I know that sounds odd, but when I’m thinking of someone who has just died, I guess it’s understandable if I begin to consider how fleeting life is, the promises of Scripture, or the meaning of salvation.
At this particular funeral, I was thinking about grace.
The officiant—the Rev. Dr. Steve Proctor, a retired Lutheran minister—was trying, I believe, to comfort us in our loss. Perhaps he wanted to assure those of us who might be wondering how ready we would be if our time on earth was up. He said he had what might be considered a radical definition of grace:
“Grace means that God loves you, whether you love him back or not.”
Now that simple statement took awhile to sink in, but I haven’t been able to get it out my mind. Of course I had always understood grace to mean unmerited favor from God…undeserved blessings. But what an extra leap of faith it takes to believe God loves us, even if we don’t love him back.
It means God loves me when I’m my most unlovable.
It means God loves me when I’m angry with him or doubt him.
It means God loves my loved ones who don’t believe in him.
I do not want to get into an argument about who goes to Heaven and who goes to Hell and what we have to do to ensure one or the other. I don’t expect to know the answer to that until I die, and I don’t plan to waste emotional energy on judging others whose choices I can’t control.
But what I do believe is this: everything—and I mean everything—Jesus taught was grounded in love and in the imperative that we are to love one another. So of course it makes perfect sense that God’s own love for us would be perfect and unconditional.
So as I contemplate the certainty that my life will end some day, I could get all balled up in thinking of my bucket list and how many things I should be doing before I run out of time. But instead, this definition of grace sets me free to do the only thing that really matters—to make sure God’s love shines through me in every person I encounter between now and when I take my last breath.

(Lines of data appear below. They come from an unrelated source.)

PR #1092, opened 2018-11-16
Pulls/hlk pm01

karlp:
(commit messages are in commits, you probably want to drop the second one, that handles the unlicensed 3d model)

export-hlk-pm01
screenshot from 2018-11-16 22-23-25

------------


poeschlr:
The 3d settings are not correct for the official library. You need to setup the footprint for zero offset, no rotation and scale 1.

The datasheet link in the description does not work (I get "service not available")

I used this to check the part. But it would be preferable if there is a datasheet on the manufacturers website. It also does not include details about the lead diameters. So i can not check if the hole diameters are correct.
https://img.filipeflop.com/files/download/Datasheet-HLK-PM01.pdf

The courtyard clearance should be 0.25mm all around
The outline dimensions do not really agree with the datasheet i found.
ac_dc svg

The pin 1 markers you used do not quite agree with our normal standards. Look at other footprints in the same lib for inspiration on how you can make one. Especially `Converter_ACDC_MeanWell_IRM-10-xx_THT`.

karlp:
1. The 3d model is completely unlicensed, and only included for context, as indicated in the commit message, if you'd prefer I not include this, no problem, I can drop those commits in future PRs
2. I cannot do anything about hlk having a website outage. hlk doesn't/didn't offer any pdfs on their website, or I would have linked to them, I can make no claims about the accuracy of any arbitrary pdf you found.
3. I find it difficult to follow your pin 1 marker guidance.  I can definitely move the f.fab layer arrrow inside as is often done, but the silk straight line is very inconsistent.  I copied from the meanwell IRM 02 / 03, but the meanwell 05/10/20 have a different style altogether, which is correct?.  The KLC guidelines for F5.2-2-c just say, "For connectors, a small arrow indicator drawn next to pin-1 should be used" which is extremely open to interpretation.  Please update the guidelines if you have you hard rules on this, there's very little I can do ahead of time with such limited guidance.
4. clearance, I can change that from 0.21 to 0.25, sure, I missed that magic number in the KLC earlier, but I can see it now.

poeschlr:
Please correct the 3d model settings.
Correct the courtyard clearance.

The website is back up. It has more info meaning i found that not only the outline but also drill sizes are wrong. (hole size should be lead diameter plus 0.2mm)
ac_dc svg

pin 1 marker:
your marker is on the top of the outline right now. Move it to the left side like in the one i linked. (This moves it much closer to the actual position of pin 1 and is more closely in line with industry standards)

karlp:
ok. a) fixed dimensions, I don't know how those were wrong, I presume from using maths operations in the windows, with a non-zero origin, anyway, they were wrong, thanks for catching that.
b) dropped 3d models, it was a separate unlicensed commit for context only, oviously it was a distraction instead of helpful, I won't do it again :)
c) courtyard and pin sizes changed per requirements.

Thanks for bearing with this, I've got say it's been incredibly time consuming to try and get this right.  Are there any tricks or helpers for making the courtyard exactly 0.25 outside an existing box?  It's incredibly tedious resetting origin points and editing lines continuously.  I very much _want_ all my parts upstreamed wherever possible, but it's wildly time consuming at present.  Certainly it will get faster with practise, but I feel like I must be missing easy helpers.

poeschlr:
The 3d model settings of the footprint still need to be filled out such that it is possible to add one later without needing to change to footprint.
(It is not required to add the models them selfes. Only fill out the footprint settings.)

> Are there any tricks or helpers for making the courtyard exactly 0.25 outside an existing box?

Yes the move exactly tool. (crtl + m)

karlp:
What do you mean, I have to fill in a fixed file name?  that's... helpful?

If move exactly is the best tool, then there's still room for improvement....

karlp:
How does one even put in a file that's not real?  Am I expected to edit the file directly to insert that? I can't see anyway of puttin in some blank template in the UI at least.

karlp:
I believe I've done this correctly now?  I would _strongly_ suggest that kicad itself simply attempt to find a file with the same basename if no explicit part is specified.  Further, given that a git commit is required to add the model file _anyway_ it seems an unnecessary complication to try and fill in the name for that file ahead of time.  It's a line of text in a structured text file, git will work it out.

Thanks for the links, some interesting stuff.  And yes, the snap to endpoint is very useful, I don't think I would have managed if I wasn't on nightlies :)

karlp:
andddd one more time.  wrl? really? we support step, like everyone uses, but the footprint _must_ be wrl?  What's the purpose of all the step files in the repo then?

karlp:
and again!  I _reallllly_ wish the https://github.com/KiCad/kicad-library-utils repo, at _least_ the "check my filez y0" part was included the footprint library directly.

poeschlr:
Why should sourcecode be mangled in between data? That would just create a maintainance nightmare. It would also make reuse of the source code harder.

karlp:
I dunno, why are "checkpatch" tools ever included in the repo for the patches?  *looks at every other opensource project that applies checks on patches*

karlp:
it could be a git submodule even if that's easier to accept.

poeschlr:
wrl is used as the file ending in the footprint because wrl is simply better for rendering within kicads viewer. (It makes nicer pictures.)
The step exporter (both kicad internal and stepup) replace the file ending automatically.

The best solution would have been not to include any file ending at all. But we did not have the luxury to start from a clean slate.

poeschlr:
Now lets turn this around. What would be our benefit of moving the script into this repo? How is the result superior to having two repos? There needs to be a lot of benefit for us to invest the required time to change this.

I can tell you a few important downsides:
- The script repo has common assets used for different places.
- If somebody wants to reuse the scripts for something else they do not really want to download the footprint repo. (Or worse if the footprint repo includes the scripts in it, then the 3d model repo would need to do the same. That one is a few GB in size.)
- Separating the script repo means we have the issues and pull requests separated. (Working on the footprints requires a completely different skill-set compared to working on the scripts)

Submodules to me are not really a solution. Keeping the submodule pointers pointing to the correct commit is extra work. (for us maintainers to keep the footprint repo pointing to the correct script commit. And for users who need to update the script part anyways. So where is the benefit to using git pull in a separate local repo?)

karlp:
process points aside, I don't believe there are any remaining technical/style issues with this PR?

poeschlr:
Looks good now.

For reference the updated dimensioned drawing of the footprint.
screenshot from 2018-12-20 21-33-38

Issue #1045, opened 2018-10-23
Fiducial inclusion in .POS file


thomasonw:
After  migrating to KiCAD v5, the board houses have been noting that Fiducials are not included in the .POS file.  I am able to point them to the .RPT file for the details, but is there a reason why they are not included in the .POS file as well?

I won’t always succeed. I will be imperfect. I will undoubtedly cause hurt to someone I love. I will inevitably disappoint someone or not live up to my full potential. I will forget God’s priorities and substitute my own.
But thanks be to God, his grace is freely given and I am loved. No matter what.
And so are you!
Kathleen
Grace is so special. Just like the hymn says, it is truly amazing.
Elizabeth Cottrell
It is, indeed, Kathleen.
Karen R. Sanderson
I am grateful He loves the imperfect. And not everyone I love is perfect…I’ve been hurt, forgotten, and so on. But I keep loving. And forgiving. I try to remind myself (sometimes often) that others have their own struggles and problems, so I can accept and forgive most things. There are many things we can’t control, and as a friend at work tells me “Be a duck.” Let those things we cannot change just slide right off.
Elizabeth Cottrell
Love that notion, “Be a duck.” It’s a whole lot easier said than done, but it is certainly a worthy goal! Thanks for this honest and insightful comment, Karen.